* EXERCISE DESCRIPTION
Print the listing exactly, but only as far as the line containing "When a CLI run". The first line and that line are both included.

* DATA LISTING
Issue #805, opened 2024-04-12
Runs with no changes do not need confirmation


calvinbui:
### Bug description 🐞

When a CLI run has no changes, there shouldn't be any prompts and the plan should complete.

![image](https://github.com/AzBuilder/terrakube/assets/3604363/a50c38ad-2dc5-41fa-bcee-251b8e401903)

![image](https://github.com/AzBuilder/terrakube/assets/3604363/ab9be29a-29e9-4288-9e25-16c0f272de47)

### Steps to reproduce

1. Apply a run with no changes
2. View the CLI or UI

### Expected behavior

No prompt. This is how terraform cloud does it:

![image](https://github.com/AzBuilder/terrakube/assets/3604363/4fcadae8-ac12-4979-b510-7cb2e900285f)

### Anything else?

I am evaluating terrakube via the minikube helm deployment.

alfespa17:
This can be an improvement I will find out how to add this validation.

PR #2796, opened 2025-12-20
feat: Empty plan completes immediately

bittrance:
This PR removes one case from the central schedulejob state machine by saying that a job where tofu/terraform reports "no changes" is immediately completed. This allows us to also simplify redis interactions.

### DIFF
--- a/api/src/main/java/io/terrakube/api/plugin/scheduler/ScheduleJob.java
+++ b/api/src/main/java/io/terrakube/api/plugin/scheduler/ScheduleJob.java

* OUTPUT
Issue #805, opened 2024-04-12
Runs with no changes do not need confirmation


calvinbui:
### Bug description 🐞

When a CLI run has no changes, there shouldn't be any prompts and the plan should complete.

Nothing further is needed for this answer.